Although the occurrence of flight delay is irresistible and the recovery of delay is uncontrollable when special weather conditions occur, the weather information system is a decisive factor with particular regional characteristics. According to the agglomeration distribution, in this case, Sanya, Haikou, and Shenzhen are cities which greatly affected by the weather. At the same time, due to the interaction of spatial distance between cities, marine climate characteristics, and the weather among airports, there is a strong correlation between the three airports in weather-induced delays. The weather conditions shall also be considered when the airport conducts a route schedule. However, from the overall point of view, compared with other determinants, there are few and concentrated areas strongly affected by weather factors. So, it is relatively easy to improve the delay in the high concentration area caused by weather factors.

5. Conclusion

The Internet of Things, big data, artificial intelligence, 5G, and other new technologies are still in continuous improvement. With these technologies, flight delay has formed a framework of delay mining technology systems in smart airport grids with advanced technology, open data fusion, security, and reliability. After the data set of airports, aircraft, flights, and passengers is collected through the IoT technology, this paper firstly utilized spatial autocorrelation to process multivariables-delay determinants (using intelligent flight location and communication data) and analyzed the spatial distribution characteristics of the airport delays grid in China. Basic regression models and geographically weighted regression models were then used to study the driving factors and regional differences in an airport delays information system. The results demonstrated the validity of the spatial econometric regression model. Secondly, the spatial aggregation characteristics of China’s airport delays were high aggregation and low accumulation, while DFC, NDF, and WEA positively correlated with the delay time. At the same time, the results of the geographically weighted regression model revealed that different spatial differences between multiple factors would lead to diverse effects of civil aviation delays. The spatial regression model can more systematically and intuitively understand various determinants in the airport system in different regions. This method can also be applied to other relevant studies, for example, time-space analysis of delay factors, or apply the findings to delays in the study of systemic grid structure propagation and delay assessment.

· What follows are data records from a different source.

PR #3492, opened 2025-06-18
Fix incorrectly returned value in MorphiaMapCodec.java

pputerla:
We've noticed a bug in `MorphiaMapCodec.java` that is it does not return the map it creates but rather always `Map.of()`

This PR fixes that. Test included.

From the user's perspective it's a regression when switching from 2.4.x to 2.5.x

But is especially visible when using `aggregate` and mapping into `Map.class` type.

### DIFF
--- a/core/src/main/java/dev/morphia/mapping/codec/MorphiaMapCodec.java
+++ b/core/src/main/java/dev/morphia/mapping/codec/MorphiaMapCodec.java
@@ -70,7 +70,7 @@ public class MorphiaMapCodec implements Codec<Map> {
         }
 
         reader.readEndDocument();
-        return Map.of();
+        return map;
     }
 
     @Override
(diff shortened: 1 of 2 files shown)


evanchooly:
1.  That's a horrifying bug.
2. I wonder how/why the tests never caught that!

pputerla:
> ah, because `dev.morphia.mapping.codec.MorphiaMapPropertyCodecProvider.MapCodec` is what does the decoding and `MorphiaMapCodec` isn't involved. This codec is mostly used to serialize "internal" types to the driver (options class, driver types, etc.) related to the functioning of morphia itself rather than user types. So that's why it never showed in testing. May I ask how you encountered it? It might help to highlight other potential usage patterns that aren't properly tested.

oh, we just used aggregate query. Usually we map the output to target pojo, but this time it was explicitly mapped to generic Map.class, as shown in the test:
```
getDs().aggregate(SomeClass.class).execute(Map.class)
```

The delay space analysis of the aircraft execution process is an effective measure to ensure the operation of flights. The results of delay distribution in the airport grid are directly related to the adjustment and control of flight operations. Based on the analysis of multiple determinants, big data and multiattribute data excavated by the Internet of Things application development techniques are used to conduct spatial assessment modeling. From the perspective of flight trajectory, weather, and passenger demand learning, it is significant to explore the spatial distribution level, delay diffusion level, and determinants of delay during flight execution. Furthermore, the results of spatial delay analysis can help the airport IoT technology to reallocate flight operation support equipment and facilities according to the distribution of abnormal areas involved in a flight delay.

Data Availability

The related data used to support the findings of this study were supplied by Xiushan Jiang under license and so cannot be made freely available. Requests for access to these data should be made to Xiushan Jiang, xshjiang@bjtu.edu.cn.

Conflicts of Interest

The authors declare that they have no conflicts of interest.

Acknowledgments

This research was supported by the Funds of the National Natural Science Foundation of China (U2034208), the Key Technologies of Digital management and Optimization of Freight Train Marshalling Plan (N2021X021), the Key Laboratory of Transport Industry of Big Data Application Technologies for Comprehensive Transport, Ministry of Transport, Beijing Jiaotong University, China.